Method of administration

The cartridge is inserted into the mouthpiece according to the instructions.

When a patient draws air into the mouth through the mouthpiece, nicotine is vaporised and absorbed by the buccal mucosa. Minimal nicotine reaches the lungs. The amount of nicotine from a puff is less than that from a cigarette. To compensate for less nicotine delivery from a puff it is necessary to inhale more often than when smoking a cigarette.

The number of cartridges, frequency, puffing/inhalation time and technique does vary between individuals.

The actual time that the cartridge is active depends on the intensity of use. After about 40 minutes of intense use the maximal dose is achieved and it is about then that the nicotine amounts released from the cartridge begin to fall away, such that the cartridge is rejected by the user.

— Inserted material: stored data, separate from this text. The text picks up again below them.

PR #175, opened 2025-05-19
Fix `core_float_math` nightly compilation.

ajakubowicz-canva:
### Context

This PR fixes an error in CI when using nightly toolchain:

```
error[E0658]: use of unstable library feature `core_float_math`
```

This error can be seen in `vello` here:
  - E.g. https://github.com/linebender/vello/actions/runs/15104337336/job/42450338042

### Fix

Fix was entirely proposed by @DJMcNab here: [#vello > cargo doc CI failing with rust nightly @ 💬](https://xi.zulipchat.com/#narrow/channel/197075-vello/topic/cargo.20doc.20CI.20failing.20with.20rust.20nightly/near/519001092)

### Test plan

CI

### DIFF
--- a/color/src/colorspace.rs
+++ b/color/src/colorspace.rs
@@ -16,7 +16,7 @@ use crate::floatfuncs::FloatFuncs;
 /// Use `F32::cbrt` to call a method on the `f32` type, rather than accessing a function from
 /// `core::f32` with the same name. Currently `core::f32` implements unstable `core_float_math`
 /// features that break CI.
-/// Issue: https://github.com/rust-lang/rust/issues/137578
+/// Issue: <https://github.com/rust-lang/rust/issues/137578>
 type F32 = f32;
 
 /// The main trait for color spaces.
--- a/color/src/colorspace.rs
+++ b/color/src/colorspace.rs
@@ -13,7 +13,7 @@ use crate::floatfuncs::FloatFuncs;
 
 /// Type alias to disambiguate between the `f32` primitive type and `core::f32` module.
 ///
-/// Use `F32::cbrt` to call a method on the `f32`` type, rather than accessing a function from
+/// Use `F32::cbrt` to call a method on the `f32` type, rather than accessing a function from
 /// `core::f32` with the same name. Currently `core::f32` implements unstable `core_float_math`
 /// features that break CI.
 /// Issue: https://github.com/rust-lang/rust/issues/137578
--- a/color/src/colorspace.rs
+++ b/color/src/colorspace.rs
@@ -11,6 +11,14 @@ use crate::{matvecmul, tag::ColorSpaceTag, Chromaticity};
 #[cfg(all(not(feature = "std"), not(test)))]
 use crate::floatfuncs::FloatFuncs;
 
+/// Type alias to disambiguate between the `f32` primitive type and `core::f32` module.
+///
+/// Use `F32::cbrt` to call a method on the `f32`` type, rather than accessing a function from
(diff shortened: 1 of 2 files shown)


color/src/colorspace.rs
```diff
@@ -337,7 +345,7 @@ impl ColorSpace for LinearSrgb {
     }
 
     fn scale_chroma(src: [f32; 3], scale: f32) -> [f32; 3] {
-        let lms = matvecmul(&OKLAB_SRGB_TO_LMS, src).map(f32::cbrt);
+        let lms = matvecmul(&OKLAB_SRGB_TO_LMS, src).map(F32::cbrt);
```
ajakubowicz-canva, line 348: On nightly, `core::f32::cbrt` is unstable and requires the `core_float_math` nightly feature. Hence by disambiguating to the `f32` type, we ensure that we use `cbrt` defined on the type (implemented via `FloatFuncs` trait), instead of the unstable `core:f32:cbrt` method.

waywardmonkeys (approved):

waywardmonkeys:
We should probably do a patch release this week with this.

xStrom:
I think that removing the `core::f32` import is a better solution.

```diff
diff --git a/color/src/colorspace.rs b/color/src/colorspace.rs
index ddb6a60..24dc127 100644
--- a/color/src/colorspace.rs
+++ b/color/src/colorspace.rs
@@ -4,7 +4,7 @@
 #[cfg(feature = "std")]
 extern crate std;

-use core::{any::TypeId, f32};
+use core::{any::TypeId, f32::consts::PI};

 use crate::{matvecmul, tag::ColorSpaceTag, Chromaticity};

@@ -1253,7 +1253,7 @@ impl From<Oklab> for ColorSpaceTag {

 /// Rectangular to cylindrical conversion.
 fn lab_to_lch([l, a, b]: [f32; 3]) -> [f32; 3] {
-    let mut h = b.atan2(a) * (180. / f32::consts::PI);
+    let mut h = b.atan2(a) * (180. / PI);
     if h < 0.0 {
         h += 360.0;
     }
@@ -1263,7 +1263,7 @@ fn lab_to_lch([l, a, b]: [f32; 3]) -> [f32; 3] {

 /// Cylindrical to rectangular conversion.
 fn lch_to_lab([l, c, h]: [f32; 3]) -> [f32; 3] {
-    let (sin, cos) = (h * (f32::consts::PI / 180.)).sin_cos();
+    let (sin, cos) = (h * (PI / 180.)).sin_cos();
     let a = c * cos;
     let b = c * sin;
     [l, a, b]
```

ajakubowicz-canva:
@xStrom Agree – updating this PR.

waywardmonkeys:
Having both is best to avoid someone adding back a use of f32 and re-breaking it

xStrom:
They can't add it back that easily, it won't pass CI.

waywardmonkeys:
I mean both the F32 change and the removal that Kaur suggested.

xStrom (approved):
Go ahead and merge this. 🎉

xStrom:
I guess it's possible yes, if we suddenly become very conservative with our MSRV here so it doesn't reach this issue by the time of stabilization. As we don't test "middle" Rust versions.

However, the issue won't be unique to `colorspace.rs` or even just `color`. I think we'll need to be aware of this footgun in a very broad sense.

xStrom:
Added a changelog entry to this PR branch.

waywardmonkeys:
LGTM

PR #182, opened 2025-06-26
Work around CI failing due to float precision randomization

tomcur:
Miri now randomizes floating point precision of some operations that do not have guaranteed precision. That's causing CI to fail.

This works around the issue by using a looser bound when targeting Miri. That's a bit messy, but we'd probably like to notice when our normal targets suddenly fail to reach tight precision bounds.

### DIFF
--- a/color/src/colorspace.rs
+++ b/color/src/colorspace.rs
@@ -1716,7 +1716,17 @@ mod tests {
     fn roundtrip() {
         fn test_roundtrips<Source: ColorSpace, Dest: ColorSpace>(colors: &[[f32; 3]]) {
             /// A tight bound on relative numerical precision.
+            #[cfg(not(miri))]
             const RELATIVE_EPSILON: f32 = f32::EPSILON * 16.;
+
+            /// Miri uses precision randomization of floating point operations that do not have a
+            /// guaranteed precision.
+            ///
+            /// Use a lower precision bound on Miri specifically. This is a bit messy, but on our
+            /// target platforms, we'd still like to notice it we don't reach a tight precision
+            /// bound anymore.
+            #[cfg(miri)]
+            const RELATIVE_EPSILON: f32 = f32::EPSILON * 1600.;
 
             for color in colors {
                 let intermediate = Source::convert::<Dest>(*color);


color/src/colorspace.rs
```diff
@@ -1716,8 +1716,18 @@ mod tests {
...
             const RELATIVE_EPSILON: f32 = f32::EPSILON * 16.;
 
+            /// Miri uses precision randomization of floating point operations that do not have a
+            /// guaranteed precision.
+            ///
+            /// Use a lower precision bound on Miri specifically. This is a bit messy, but on our
+            /// target platforms, we'd still like to notice it we don't reach a tight precision
+            /// bound anymore.
+            #[cfg(miri)]
+            const RELATIVE_EPSILON: f32 = f32::EPSILON * 1600.;
```
tomcur, line 1729: Bumps the bound by two orders of magnitude. I didn't base that on anything in specific – one order of magnitude also works, but perhaps that's flaky.

tomcur:
We discussed in Office Hours to merge this optimistically, and revisit next Office Hours when more people are available.

color/src/colorspace.rs
```diff
@@ -1716,8 +1716,18 @@ mod tests {
     fn roundtrip() {
         fn test_roundtrips<Source: ColorSpace, Dest: ColorSpace>(colors: &[[f32; 3]]) {
             /// A tight bound on relative numerical precision.
+            #[cfg(not(miri))]
             const RELATIVE_EPSILON: f32 = f32::EPSILON * 16.;
 
+            /// Miri uses precision randomization of floating point operations that do not have a
+            /// guaranteed precision.
+            ///
+            /// Use a lower precision bound on Miri specifically. This is a bit messy, but on our
```
DJMcNab, line 1725: I think that "lower" is a potentially confusing term here (given that the absolute value is higher, as it were). Looser is the term I'd normally expect to see here, but it's likely that there's some subtlety here I'm not familiar with.

DJMcNab (approved):
Approving based on discussion in office hours.

Neither comment is blocking; I don't think this is worth spending too much mental effort on

PR #185, opened 2025-07-30
 Support interpolating in straight alpha space by accepting `AlphaInterpolationSpace` argument

### LINKED ISSUE #184: Add support for interpolating gradients in non-premultiplied space.
See https://github.com/linebender/vello/issues/1129.

sagudev:
Implementation is pretty simple, we premul step into before interpolation and only do it if actually needed (`AlphaInterpolationSpace::Premultiplied`). I also added unpremultiplied test.

I used dynamic (or alpha) color everywhere as even [CSS that does interpolation in premultiplied alpha converts it back to unpremultiplied](https://www.w3.org/TR/css-color-4/#interpolation):

> changing the color components to [premultiplied](https://www.w3.org/TR/css-color-4/#premultiplied) form
> linearly interpolating each component of the computed value of the color separately
> undoing [premultiplication](https://www.w3.org/TR/css-color-4/#premultiplied)

Fixes #184

This is breaking change.

### DIFF
--- a/color/src/color.rs
+++ b/color/src/color.rs
@@ -107,6 +107,56 @@ pub enum HueDirection {
     // NOTICE: If a new value is added, be sure to modify `MAX_VALUE` in the bytemuck impl.
 }
 
+/// Defines how color channels should be handled when interpolating
+/// between transparent colors.
+#[derive(Clone, Copy, Default, Debug, PartialEq)]
+#[cfg_attr(feature = "serde", derive(serde::Serialize, serde::Deserialize))]
+#[repr(u8)]
+#[expect(
+    clippy::exhaustive_enums,
+    reason = "There are only two ways to do interpolation."
+)]
+pub enum AlphaInterpolationSpace {
+    /// Colors are interpolated with their color channels premultiplied by the alpha
+    /// channel. This is almost always what you want.
+    ///
+    /// Used when interpolating colors in the premultiplied alpha space, which allows
+    /// for correct interpolation when colors are transparent. This matches behavior
+    /// described in [CSS Color Module Level 4 § 12.3].
+    ///
+    /// Following the convention of CSS Color Module Level 4, in cylindrical color
+    /// spaces the hue channel is not premultiplied. If it were, interpolation would
+    /// give undesirable results. See also [`PremulColor`].
+    ///
+    /// [CSS Color Module Level 4 § 12.3]: https://drafts.csswg.org/css-color/#interpolation-alpha
+    #[default]
+    Premultiplied = 0,
+    /// Colors are interpolated without premultiplying their color channels by the alpha channel.
+    ///
+    /// This causes color information to leak out of transparent colors. For example, when
+    /// interpolating from a fully transparent red to a fully opaque blue in sRGB, this
+    /// method will go through an intermediate purple.
+    ///
+    /// Used when interpolating colors in the unpremultiplied (straight) alpha space.
+    /// This matches behavior of gradients in the HTML `canvas` element.
+    /// See [The 2D rendering context § Fill and stroke styles].
+    ///
+    /// [The 2D rendering context § Fill and stroke styles]: https://html.spec.whatwg.org/multipage/#interpolation
+    Unpremultiplied = 1,
+}
+
+impl AlphaInterpolationSpace {
+    /// Returns `true` if the alpha mode is [`AlphaInterpolationSpace::Premultiplied`].
+    pub const fn is_premultiplied(&self) -> bool {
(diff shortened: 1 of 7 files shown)


color/src/color.rs
```diff
@@ -107,6 +107,42 @@ pub enum HueDirection {
...
 
+/// Defines how to handle alpha during interpolation.
+#[derive(Clone, Copy, Default, Debug, PartialEq)]
+#[cfg_attr(feature = "serde", derive(serde::Serialize, serde::Deserialize))]
+#[repr(u8)]
+#[expect(
+    clippy::exhaustive_enums,
+    reason = "There are only two ways to do interpolation."
+)]
+pub enum AlphaInterpolationSpace {
```
sagudev, line 118: Should we name this `AlphaType` so that we can use it in other places too?

DJMcNab:
(This will absolutely need a changelog entry)

color/src/color.rs
nicoburns: I'm thinking that we may well want to use this in the `Image` type (along with the existing `ImageFormat` specifier).

color/src/color.rs
```diff
@@ -107,6 +107,46 @@ pub enum HueDirection {
...
 
+/// Defines possible handling of alpha channel
+#[derive(Clone, Copy, Default, Debug, PartialEq)]
+#[cfg_attr(feature = "serde", derive(serde::Serialize, serde::Deserialize))]
+#[repr(u8)]
+#[expect(
+    clippy::exhaustive_enums,
+    reason = "There are only two ways to do interpolation."
+)]
+pub enum AlphaMode {
```
sagudev, line 118: Writing docs and naming was hard here. I also kept interpolation space explanation here.

tomcur (commented):
Thanks, I think it makes sense to add this, especially given the HTML `canvas` documentation you linked. I haven't had the time yet to dive into the math, but I've suggested a few documentation tweaks inline.

color/src/color.rs
```diff
@@ -107,6 +107,46 @@ pub enum HueDirection {
...
+    #[default]
+    Premultiplied = 0,
+    /// Straight (unpremultiplied) alpha.
+    /// Color values are stored independently of the alpha channel.
+    ///
+    /// Used when interpolating colors in straight alpha space.
+    /// This matches behavior described in [The 2D rendering context § Fill and stroke styles].
+    ///
+    /// [The 2D rendering context § Fill and stroke styles]: https://html.spec.whatwg.org/multipage/#interpolation
+    Unpremultiplied = 1,
```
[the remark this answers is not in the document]
tomcur: (Though also see https://github.com/linebender/color/pull/185#discussion_r2259623445.)

color/src/color.rs
sagudev: Actually we probably want to use this AlphaMode in other cases too, like https://github.com/linebender/color/pull/185#discussion_r2258468178.

sagudev:
`AlphaMode` is intended to be more than just a way to provide interpolation alpha space, see generalization I've done in https://github.com/linebender/color/pull/185/commits/26e5c0bd023c6c03b74bb140db2d930cc25b217e. We can also use it for images as suggested here: https://github.com/linebender/color/pull/185#discussion_r2258468178

tomcur:
> `AlphaMode` is intended to be more than just a way to provide interpolation alpha space, see generalization I've done in [26e5c0b](https://github.com/linebender/color/commit/26e5c0bd023c6c03b74bb140db2d930cc25b217e). We can also use it for images as suggested here: [#185 (comment)](https://github.com/linebender/color/pull/185#discussion_r2258468178)

Thanks, I've responded to your other comment about that here: [here ](https://github.com/linebender/color/pull/185#discussion_r2259804256).

color/src/color.rs
tomcur: This is a good reason for the change of the original name of `AlphaInterpolationSpace` to `AlphaMode`, but on the other hand, it feels as if it's now slightly conflating two things: namely how color channels are stored (which should not impact end results), and how color channels are treated during interpolation (which definitely results in observable behavior). It may not matter too much, though.

nicoburns: Yes, good point.

sagudev: I will move back to `AlphaInterpolationSpace`

DJMcNab (commented):
Broadly, this is looking reasonable, but I do have some concerns; I don't want this to negatively impact other users of Color, and I agree that we should strongly steer people to use Premultiplied.

(I'll leave the bulk of the review to Tom)

PR #186, opened 2025-08-03
to_degrees + to_radians instead of manual conversion

ProgramCrafter:
More readable, and should Rust `core` ever choose a faster/more precise algorithm it will be available right away.


xStrom:
Need to remove the `PI` import then to make Clippy happy.

PR #187, opened 2025-08-07
Test interpolation of transparent colors

tomcur:
This adds two tests interpolating from a fully transparent to a fully opaque color, in a rectangular space and in a cylindrical space.

This is motivated by https://github.com/linebender/color/pull/185, testing current behavior stays correct.


raphlinus (approved):
This is fine as soon as the .abs() is added on the asserts.

PR #188, opened 2025-08-07
More `to_degrees`

tomcur:
Follow-up to https://github.com/linebender/color/pull/186.

### DIFF
--- a/color/src/parse.rs
+++ b/color/src/parse.rs
@@ -317,7 +317,7 @@ impl<'a> Parser<'a> {
                 let dim_lc = make_lowercase(dim, &mut buf);
                 let scale = match dim_lc {
                     "deg" => 1.0,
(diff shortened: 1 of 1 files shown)


color/src/parse.rs
```diff
@@ -317,7 +317,7 @@ impl<'a> Parser<'a> {
                 let dim_lc = make_lowercase(dim, &mut buf);
                 let scale = match dim_lc {
                     "deg" => 1.0,
-                    "rad" => 180.0 / f64::consts::PI,
+                    "rad" => 1_f64.to_degrees(),
```
DJMcNab, line 320: How about:
```suggestion
                    "rad" => const { 1_f64.to_degrees(), }
```

tomcur: Good idea, will do tomorrow. I do hope it's redundant in practice!

PR #190, opened 2025-08-09
Better document `AlphaColor` vs `PremulColor` premultiplication

### LINKED ISSUE #189: Document if `AlphaColor` assumed to be pre-multiplied or not
See subject. :grin:

tomcur:
Fixes #189.

### DIFF
--- a/color/src/color.rs
+++ b/color/src/color.rs
@@ -40,6 +40,10 @@ pub struct OpaqueColor<CS> {
 ///
 /// A color in a color space known at compile time, with an alpha channel.
 ///
+/// The color channels are "straight," i.e., they are not premultiplied by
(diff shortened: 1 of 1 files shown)


tomcur:
> I guess there could be an `AlphaColorPremul` but that sounds weird. One would possibly expect `ColorAlphaPremul` which then makes `AlphaColor` stand out.

It is of course possible I'm missing something, but have you seen [`PremulColor`](https://docs.rs/color/latest/color/struct.PremulColor.html)?

https://github.com/linebender/color/blob/860c71795d9afc5832f8fe2ed5c0aeb2e8b3dc99/color/src/color.rs#L61-L90

PR #195, opened 2025-09-10
Use stronger wording in unpremultiplied interpolation changelog entry

tomcur:


CHANGELOG.md
```diff
@@ -18,7 +18,10 @@ This release has an [MSRV][] of 1.82.
 ### Added
 
 * Add `interpolate_unpremultiplied` and `gradient_unpremultiplied` for interpolating in unpremultiplied (straight) alpha space.
-  This allows using Color to implement web rendering features which specify such gradient rendering. ([#185][] by [@sagudev][])
+
+  While such interpolation will often give perceptually undesired results, this allows using Color to implement rendering features where such interpolation is specified or desired, like in the [HTML Canvas element][]. ([#185][] by [@sagudev][])
+
+[HTML Canvas element]: https://html.spec.whatwg.org/commit-snapshots/a93c6fa9fa95e31f1caa05f2f8abc650669df7c3/#interpolation
```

Special precautions for disposal and other handling

Potential choking hazard: This product contains some small parts. Any unused cartridges should remain in the cartridge tray to minimise the risk of swallowing.

Because of residual nicotine, used cartridges may be a hazard to children, animals and fish and so should never be thrown away or left lying around. They should be kept in the case and disposed of with household rubbish.